Von Allmen siegt in Gröden vor Odermatt: «Sind in einer eigenen Liga gefahren»
Baseljetzt
Vor zwei Tagen siegte Marco Odermatt in der Sprintabfahrt vor Franjo Von Allmen, nun hat der Berner den Spiess auf der Originalstrecke umgedreht. Der Weltmeister gewinnt in Gröden vor seinem Teamkollegen.
Am Donnerstag hatte Von Allmen wie schon im Vorjahr das Nachsehen gegenüber Odermatt. Nun nahm der 24-Jährige dem direkt vor ihm gestarteten Nidwaldner drei Zehntel ab und verhinderte dessen dritten Sieg in der dritten Abfahrt des Winters. Der Italiener Florian Schieder komplettiert das Podest mit bereits einer knappen Sekunde Rückstand.
Von Allmen: «Kann es noch nicht richtig einordnen»
Von Allmen, der am Freitag im Super-G bei den Kamelbuckeln stürzte, zeigte auch am Samstag eine zeitweise abenteuerliche Fahrt und konnte bei der zweiten «Mauer» einen neuerlichen Sturz nur mit Glück und Können verhindern. Seinen vierten Weltcup-Sieg verdiente er sich mit vier besten Abschnittszeiten.
«Ich kann es selbst noch nicht richtig einordnen», sagte von Allmen unmittelbar nach seiner Fahrt gegenüber SRF. Mit zwei Stürzen in den letzten Wochen blickt von Allmen auf keine einfache Zeit zurück. «Ich sagte mir heute: Wieder solid Ski fahren, Spass daran haben, es geniessen und nicht übertreiben. Und dann klappt es.»
Odermatt sicherte sich das dritte Podest innerhalb von 72 Stunden. Am Donnerstag siegte er in der Sprintabfahrt. Am Freitag im Super-G verhinderte der Tscheche Jan Zabystran mit der Startnummer 29 sensationell den 51. Weltcup-Sieg von Odermatt. Nun klassierte sich der beste Abfahrer der vergangenen zwei Jahre zum 24. Mal in seiner 51. Weltcup-Abfahrt auf dem Podest. Den möglichen Sieg vergab der 28-Jährige mit einer nicht optimalen Einfahrt in die Ciaslat, der Schlüsselstelle im untersten Streckenabschnitt.
«90 Prozent waren sehr gut», so Odermatt nach seiner Fahrt am SRF-Mikrofon. «Jenen Abschnitt, den ich sonst sehr gut im Griff habe, traf ich heute nicht perfekt.» Dennoch steht er am Ende mit Landsmann Franjo von Allmen auf dem Podest, für Odermatt ist es die dritte Podestplatzierung innert drei Tagen. Er sei «mega zufrieden», so Odermatt. «Franjo und ich sind heute in einer eigenen Liga gefahren.»

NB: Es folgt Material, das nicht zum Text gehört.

PR #294, opened 2026-07-22
link: read all inputs into memory up front

spernsteiner:
There were previously several issues with the way `mir-json-dce` handled the input `.mir` files:

* The initial read of the tar (`.mir`) file tried to skip over the `crate.json` entry, but the `tar` library we use cannot seek past an entry, so the data would be read and then discarded.
* `index.cbor` was being read a few bytes at a time, with no buffering (evident when running `strace mir-json-dce foo.mir`)
* JSON chunks were being read one at a time, with buffering on the output side but not on the input.  This means one OS-level read operation for every item in every table of the final output.

This branch changes the behavior of `mir-json-dce` to read the entire `.mir` file into memory, so no further read operations are needed when reading the tar headers, parsing `index.cbor`, or copying JSON chunks to the output.  This gives about a 3x speedup when running `mir-json-dce` in isolation, and reduces the running time of the crux-mir test suite (with no cached `.mir` files) from 15 minutes to 10 minutes on my machine.

### DIFF
--- a/src/bin/mir-json-callgraph.rs
+++ b/src/bin/mir-json-callgraph.rs
@@ -12,7 +12,7 @@ extern crate mir_json;
 
 use std::collections::{HashMap, HashSet};
 use std::env;
-use std::fs::File;
+use std::fs;
 use std::io;
 use serde_json::Value as JsonValue;
 use mir_json::lib_util::{StringId, InternTable};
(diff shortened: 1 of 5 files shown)


spernsteiner:
The downside of this is it does increase the linker's memory usage by about 250MB (the sum of all `rlibs/*.mir` files).  If this is an issue, we could try `mmap`-ing the inputs instead of reading them into `Vec<u8>`.

RyanGlScott (approved):
This looks reasonable to me. I'm not sure if the extra 250 MB in memory usage is enough to make a difference in practice (what is the maximum memory use?), but if you think it is, then we could file a follow-up issue about using `mmap`.

spernsteiner:
I'm hoping the memory usage won't be an issue.  If it manages to hit 2GB on a complicated Cargo build, that should still be okay because the other big tools (crux/saw and the solver) aren't running yet at that point in time.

Miggiano und Hintermann knapp neben dem Podest
Weil sich auf der Piste Saslong die Verhältnisse mit fortlaufender Renndauer deutlich verbessern – mehr Sonne bei Schlüsselstellen – sorgten in der Vergangenheit schon oft Fahrer mit hohen Startnummern für grosse Überraschungen. Auch am Samstag schlug das «Gröden-Phänomen» zu, wenn auch nicht im Ausmass vergangener Jahre. Die ersten beiden Plätze waren im Verlauf des Rennens nicht mehr in Gefahr, wohl aber Schieders 3. Rang.

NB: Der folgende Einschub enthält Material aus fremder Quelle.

PR #297, opened 2026-07-27
Update schema

### LINKED ISSUE #296: CI: Schema validation fails, but CI jobs succeed anyway
As seen in [this recent CI job](https://github.com/GaloisInc/mir-json/actions/runs/30053680786/job/89360880712#step:10:29), the "Validate schema" step in CI fails with lots of errors like this one:

```
+ ./simple-json-schema doc/mir-json-schema.ts --validate=./tests/issues/test0237/test.linked-mir.json
  4013--4016: JSON value shape does not match schema
                number[]
                null
    See schema:
      doc/mir-json-schema.ts:174:19--174:26
  3986--4026: JSON value shape does not match schema
                null
                {"align": 4.0, "field_offsets": null, "size": 4.0}
    See schema:
      doc/mir-json-schema.ts:140:11--140:17
  4149--4152: JSON value shape does not match schema
                number[]
                null
    See schema:
      doc/mir-json-schema.ts:174:19--174:26
  4122--4162: JSON value shape does not match schema
                null
                {"align": 8.0, "field_offsets": null, "size": 8.0}
    See schema:
      doc/mir-json-schema.ts:140:11--140:17
  5313--5316: JSON value shape does not match schema
                number[]
                null
    See schema:
      doc/mir-json-schema.ts:174:19--174:26
  5286--5326: JSON value shape does not match schema
                null
                {"align": 8.0, "field_offsets": null, "size": 8.0}
    See schema:
      doc/mir-json-schema.ts:140:11--140:17
  11--12: JSON value shape does not match schema
            7.0
            11.0
    See schema:
      doc/mir-json-schema.ts:8:12--8:12
```

Despite this, the overall CI job still passes. We should ensure that CI fails properly when there is a schema validation error, and then we should update the JSON schema accordingly so that the job passes.

yav:
We haven't been updating the machine schema, so this hopefully catches it up with what the source currently emits.

Fixes #296 by making CI use version 1.2 of `simple-json-schema` which returns an error code if schema validation fails.

### DIFF
--- a/.github/workflows/ci.yml
+++ b/.github/workflows/ci.yml
@@ -69,7 +69,7 @@ jobs:
 
     - name: Validate schema
       env:
-        VER: 1.1
+        VER: 1.2
         OS_TAG: ${{ matrix.os }}
         ARCH_TAG: ${{ runner.arch }}
       run: .github/ci.sh validate_json_schema
--- a/SCHEMA_CHANGELOG.md
+++ b/SCHEMA_CHANGELOG.md
@@ -3,6 +3,16 @@ The following document describes the changes to the JSON schema that
 as a changelog for the code in the `mir-json` tools themselves, which are
 versioned separately.)
 
+## 12
+
+  * Instance: `CloneShim.callees` is now emitted as `Ty?[]`.
+    Elements are `null` when instance resolution yielded no callee.
+  * Variant: the `discr` field has been **removed** from variant output.
+  * Operand: New variant `RuntimeChecks`.
+  * InlineType: New variant `Pat`.
+  * CastKind: New nullary variant `Subtype`.
+  * `PointerCoercion.ClosureFnPointer` now has a `safety` field
+
 ## 11
 
 Add `size` and `align` fields to `dyn Trait` vtables.
--- a/SCHEMA_CHANGELOG.md
+++ b/SCHEMA_CHANGELOG.md
@@ -5,8 +5,7 @@ versioned separately.)
 
 ## 12
 
-  * Instance: `CloneShim.callees` is now emitted as `Ty?[]`.
-    Elements are `null` when instance resolution yielded no callee.
+  * Instance: `ClosureShim` has been renamed to `CloneShim`.
   * Variant: the `discr` field has been **removed** from variant output.
   * Operand: New variant `RuntimeChecks`.
   * InlineType: New variant `Pat`.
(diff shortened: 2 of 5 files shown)


SCHEMA_CHANGELOG.md
```diff
@@ -3,6 +3,16 @@ The following document describes the changes to the JSON schema that
 as a changelog for the code in the `mir-json` tools themselves, which are
 versioned separately.)
 
+## 12
+
+  * Instance: `CloneShim.callees` is now emitted as `Ty?[]`.
+    Elements are `null` when instance resolution yielded no callee.
```
spernsteiner: Can this ever actually be `null`?  From [the docs on `Instance::try_resolve`](https://doc.rust-lang.org/1.96.0/nightly-rustc/rustc_middle/ty/struct.Instance.html#method.try_resolve), it sounds like the way we use it should never return `None` unless there's a compile error.  And I don't think Crucible supports this either—if a callee is missing, it won't be able to build the clone shim.

.github/workflows/ci.yml
```diff
@@ -69,7 +69,7 @@ jobs:
 
     - name: Validate schema
       env:
-        VER: 1.1
+        VER: 1.2
```
spernsteiner, line 72: Does this fix #296?

yav: Yes, I updated the schema checker to exit with a non-zero code if schema validation fails (previously it would print the errors but return 0)

SCHEMA_CHANGELOG.md
yav: It's just based on the type (https://github.com/GaloisInc/mir-json/blob/a22e8840d263097ea4650cf090e6756710503181/src/analyz/ty_json.rs#L440) since `inst` is an `Option` we end up with the possibility of `null`.

We could change that code to throw an error or something if we encounter `None`, then the schema could be just `Ty[]`?

spernsteiner: That's probably the thing to do, for clarity.  crux-mir will fail to parse the JSON if any of those are null: https://github.com/GaloisInc/crucible/blob/0f5a63a6fd53bb7711eeb261cbe804e6efce7376/crucible-mir/src/Mir/Mir.hs#L229

.github/workflows/ci.yml
RyanGlScott: In that case, could you please add "fixes #296" to the relevant commit's commit message?

RyanGlScott (approved):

An diesem rüttelte unter anderem der junge Schweizer Alessio Miggiano. Dem 23-jährigen Zürcher Oberländer, der mit Startnummer 43 ins Rennen ging, fehlten lediglich sechs Hundertstel zu seinem ersten Podestplatz im Weltcup. Platz 5 ist sein mit Abstand bestes Ergebnis auf höchster Stufe. Ein Ausrufezeichen setzte auch Niels Hintermann, der das Rennen eröffnete und sich mit 14 Hundertstel Rückstand auf das Podest im 7. Schlussrang klassierte. (sda/daf)
Mehr dazu
Feedback für die Redaktion
Hat dir dieser Artikel gefallen?
Kommentare
Dein Kommentar
Mit dem Absenden dieses Formulars erkläre ich mich mit der zweckgebundenen Speicherung der angegebenen Daten einverstanden. Datenschutzerklärung und Widerrufshinweise
Kommentare lesen?
Um Kommentare lesen zu können, melde dich bitte an.



spalen
tolle leistung!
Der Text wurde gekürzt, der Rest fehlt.